> _Problem statement_: Wherever a line in the records contains the word "None", return that line.

++++

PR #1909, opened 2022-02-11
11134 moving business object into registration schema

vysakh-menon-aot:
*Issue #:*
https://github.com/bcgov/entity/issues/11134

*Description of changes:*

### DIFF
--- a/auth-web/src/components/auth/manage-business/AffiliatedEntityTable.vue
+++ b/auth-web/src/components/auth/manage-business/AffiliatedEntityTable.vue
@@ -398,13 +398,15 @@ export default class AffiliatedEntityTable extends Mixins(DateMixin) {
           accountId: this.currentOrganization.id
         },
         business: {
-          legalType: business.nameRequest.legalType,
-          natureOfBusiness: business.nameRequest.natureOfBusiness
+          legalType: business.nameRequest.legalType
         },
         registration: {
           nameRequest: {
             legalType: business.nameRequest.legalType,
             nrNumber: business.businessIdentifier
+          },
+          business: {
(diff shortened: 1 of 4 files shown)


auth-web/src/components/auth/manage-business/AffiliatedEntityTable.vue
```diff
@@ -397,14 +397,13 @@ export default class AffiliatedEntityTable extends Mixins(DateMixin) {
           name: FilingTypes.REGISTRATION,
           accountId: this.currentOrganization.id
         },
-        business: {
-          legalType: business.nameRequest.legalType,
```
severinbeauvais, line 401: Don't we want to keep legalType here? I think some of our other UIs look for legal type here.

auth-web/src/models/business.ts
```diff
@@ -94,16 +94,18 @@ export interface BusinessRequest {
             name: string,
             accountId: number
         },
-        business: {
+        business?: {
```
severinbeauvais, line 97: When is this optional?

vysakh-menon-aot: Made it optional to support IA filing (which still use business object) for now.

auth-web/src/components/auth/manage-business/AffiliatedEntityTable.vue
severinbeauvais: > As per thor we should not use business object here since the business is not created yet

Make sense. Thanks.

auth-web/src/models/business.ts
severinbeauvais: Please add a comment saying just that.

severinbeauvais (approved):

++++

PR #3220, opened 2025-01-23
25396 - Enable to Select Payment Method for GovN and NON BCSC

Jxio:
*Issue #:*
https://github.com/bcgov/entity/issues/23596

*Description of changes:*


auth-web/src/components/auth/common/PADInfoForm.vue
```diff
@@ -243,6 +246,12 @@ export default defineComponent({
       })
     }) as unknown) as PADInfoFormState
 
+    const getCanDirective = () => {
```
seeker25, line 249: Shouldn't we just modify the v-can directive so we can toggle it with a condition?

++++

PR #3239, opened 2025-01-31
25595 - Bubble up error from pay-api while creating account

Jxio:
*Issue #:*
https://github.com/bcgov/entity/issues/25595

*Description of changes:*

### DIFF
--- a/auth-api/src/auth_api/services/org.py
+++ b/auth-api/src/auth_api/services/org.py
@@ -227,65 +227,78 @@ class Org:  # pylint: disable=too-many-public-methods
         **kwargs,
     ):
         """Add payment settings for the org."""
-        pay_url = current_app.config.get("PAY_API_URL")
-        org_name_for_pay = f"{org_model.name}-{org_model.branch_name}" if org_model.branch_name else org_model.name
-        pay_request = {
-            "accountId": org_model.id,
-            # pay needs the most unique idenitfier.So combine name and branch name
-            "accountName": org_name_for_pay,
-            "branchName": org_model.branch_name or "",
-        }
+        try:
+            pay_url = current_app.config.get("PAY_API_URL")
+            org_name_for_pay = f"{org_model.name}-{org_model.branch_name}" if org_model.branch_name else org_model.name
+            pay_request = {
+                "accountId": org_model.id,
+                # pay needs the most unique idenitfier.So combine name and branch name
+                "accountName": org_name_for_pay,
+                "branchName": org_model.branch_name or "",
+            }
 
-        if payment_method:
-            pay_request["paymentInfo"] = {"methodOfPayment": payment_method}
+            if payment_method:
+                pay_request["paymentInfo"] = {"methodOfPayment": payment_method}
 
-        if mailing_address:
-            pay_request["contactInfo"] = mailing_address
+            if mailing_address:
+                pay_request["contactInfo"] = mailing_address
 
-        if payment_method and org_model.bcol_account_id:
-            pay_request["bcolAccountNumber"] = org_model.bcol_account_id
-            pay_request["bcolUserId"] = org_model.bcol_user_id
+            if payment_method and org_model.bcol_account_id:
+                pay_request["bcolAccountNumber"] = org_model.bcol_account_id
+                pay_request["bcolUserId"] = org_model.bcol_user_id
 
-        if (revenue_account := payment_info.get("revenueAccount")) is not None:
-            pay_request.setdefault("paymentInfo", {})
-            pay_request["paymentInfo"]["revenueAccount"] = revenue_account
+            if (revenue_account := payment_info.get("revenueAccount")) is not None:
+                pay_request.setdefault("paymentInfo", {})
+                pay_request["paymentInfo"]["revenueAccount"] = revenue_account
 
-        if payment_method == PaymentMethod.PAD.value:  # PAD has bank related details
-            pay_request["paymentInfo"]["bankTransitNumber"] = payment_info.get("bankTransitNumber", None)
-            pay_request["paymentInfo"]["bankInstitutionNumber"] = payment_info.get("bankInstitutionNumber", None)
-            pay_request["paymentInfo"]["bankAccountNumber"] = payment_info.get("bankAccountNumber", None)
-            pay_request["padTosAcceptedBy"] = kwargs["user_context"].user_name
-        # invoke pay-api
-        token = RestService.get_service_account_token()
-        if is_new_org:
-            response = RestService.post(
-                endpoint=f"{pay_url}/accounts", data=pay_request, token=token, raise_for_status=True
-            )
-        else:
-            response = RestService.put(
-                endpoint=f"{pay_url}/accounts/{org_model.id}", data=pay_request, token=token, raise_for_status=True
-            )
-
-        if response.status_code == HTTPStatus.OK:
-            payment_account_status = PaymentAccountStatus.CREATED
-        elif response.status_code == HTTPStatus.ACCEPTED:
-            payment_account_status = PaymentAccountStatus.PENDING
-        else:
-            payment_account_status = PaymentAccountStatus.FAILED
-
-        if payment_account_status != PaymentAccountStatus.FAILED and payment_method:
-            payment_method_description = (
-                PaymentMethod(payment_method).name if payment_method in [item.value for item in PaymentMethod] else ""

++++

> _Answer box_:
-        if (revenue_account := payment_info.get("revenueAccount")) is not None:
+            if (revenue_account := payment_info.get("revenueAccount")) is not None:
-            pay_request["paymentInfo"]["bankTransitNumber"] = payment_info.get("bankTransitNumber", None)
-            pay_request["paymentInfo"]["bankInstitutionNumber"] = payment_info.get("bankInstitutionNumber", None)
-            pay_request["paymentInfo"]["bankAccountNumber"] = payment_info.get("bankAccountNumber", None)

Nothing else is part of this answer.